# Replication Package 
This repo is where you can find code and data to replicate the main figures and tables in the paper "What We Teach About Race and Gender: Representation in Images and Text of Children's Books" which is published in the Quarterly Journal of Economics.

## Requirements
You will need to download both R and RStudio to run these scripts. We use R version 4.3.0 (2023-04-21) and RStudio version 2023.03.0+386.  
The script `code\requirements.txt` contains information on all the `.R` packages (and which versions) we use for this analysis. These packages will automatically be loaded in the beginning of each script which outputs a table or figure. Please open this script and make sure all the listed packages are installed before running any code. 

## Code 
This folder contains the code we use to make each main figure and table (with the exception of Figure II which was made using a graphics editor).
In particular, this folder contains:
  - One `.R` script for each figure and table. For example:
    - `figure_I.R` outputs three `.png` files: `figure_I_a.png`, `figure_I_b.png`, and `figure_I_c.png`
    - `table_I.R` outputs one `.txt` file: `table_I.txt`
  - `graph_themes.R` contains code which sets the ggplot theme and customizes colors, shapes, etc for the figures in our paper. This script will automatically run at the beginning of any script that outputs a figure.
  - `requirements.txt` contains code to load the required packages. This script will automatically run at the beginning of any script that outputs a figure or table.
  - `run_all_scripts.R` will run all the scripts and output all figures and tables.

## Data
We do not store the data on github.
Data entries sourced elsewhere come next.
PR #9809, opened 2026-06-01
feat(windows): Map fullwidth CJK punctuation to halfwidth for IME handling

aabbccgg:
## Description
On a secondary (client) Windows machine, punctuation typed from a primary (server) running a CJK input method was silently dropped.

When the server runs a CJK IME (e.g. macOS Pinyin), punctuation arrives as a finished fullwidth glyph — e.g. ， (U+FF0C), 。 (U+3002), 《》 (U+300A/B). The Windows client has no physical key that produces those glyphs, so KeyMap::mapKey() fails to find a button, the keystroke is dropped, and nothing is typed. Latin letters were unaffected (they arrive as ASCII), so only punctuation went missing.

This change adds MSWindowsKeyState::normalizeFullwidthKey(), applied in fakeKeyDown/fakeKeyRepeat before mapping. When an incoming glyph has no local key, it is translated to the ASCII character that lives on the same physical key:

Fullwidth ASCII variants (U+FF01–U+FF5E) → halfwidth (U+0021–U+007E) by the fixed −0xFEE0 offset.
A small table for CJK punctuation that has no fullwidth-form block entry (。、《》【】「」——……""''·¥), each mapped to the ASCII char on its key position.
The client then injects that key, letting the local IME decide the final width according to its own punctuation mode — so the width decision happens on the target side, matching how a directly-attached keyboard behaves. Substitution only happens when the original glyph has no local key, so input that already works is untouched (zero regression).

## AI tools used for this PR
Claude opus 4.8 max (Anthropic) — used for codebase investigation (tracing the key-event pipeline across OSXKeyState → protocol → MSWindowsKeyState/KeyMap), root-cause analysis from server/client verbose logs, and drafting the normalizeFullwidthKey implementation.

## Fixed/related issues
Null

## How has this been tested?
Tested manually with a macOS server (Pinyin input method) and a Windows client:
- Environment: server = macOS, Pinyin IME; client = Windows, Microsoft Pinyin IME.
- Before: typing ，。；：？！《》【】"" … from the server produced nothing on the Windows client (verbose log showed key XXXX is not on keyboard).
- After: the punctuation appears correctly; the verbose log shows normalized fullwidth key XXXX to YYYY.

You can download the data here.
The specific files you will need include:
  - `book_purchase_data.Rdata`
  - `cces_data.Rdata`
  - `census_data.Rdata`
  - `library_data.Rdata`
  - `representation_data.Rdata`
  - `search_interest_data.Rdata`  
The data should also contain a folder called `supplemental` which contains the `.png` files that we use as background gradient in figures 4a, 5a, 5b, and 5c.  
There is also one censored file (`censored_data/book_purchase_level_data.Rdata`) that we were not allowed to share which contains data on children's book purchases and purchaser demographics.  
More information on the variables contained in this data can be found in the data folder.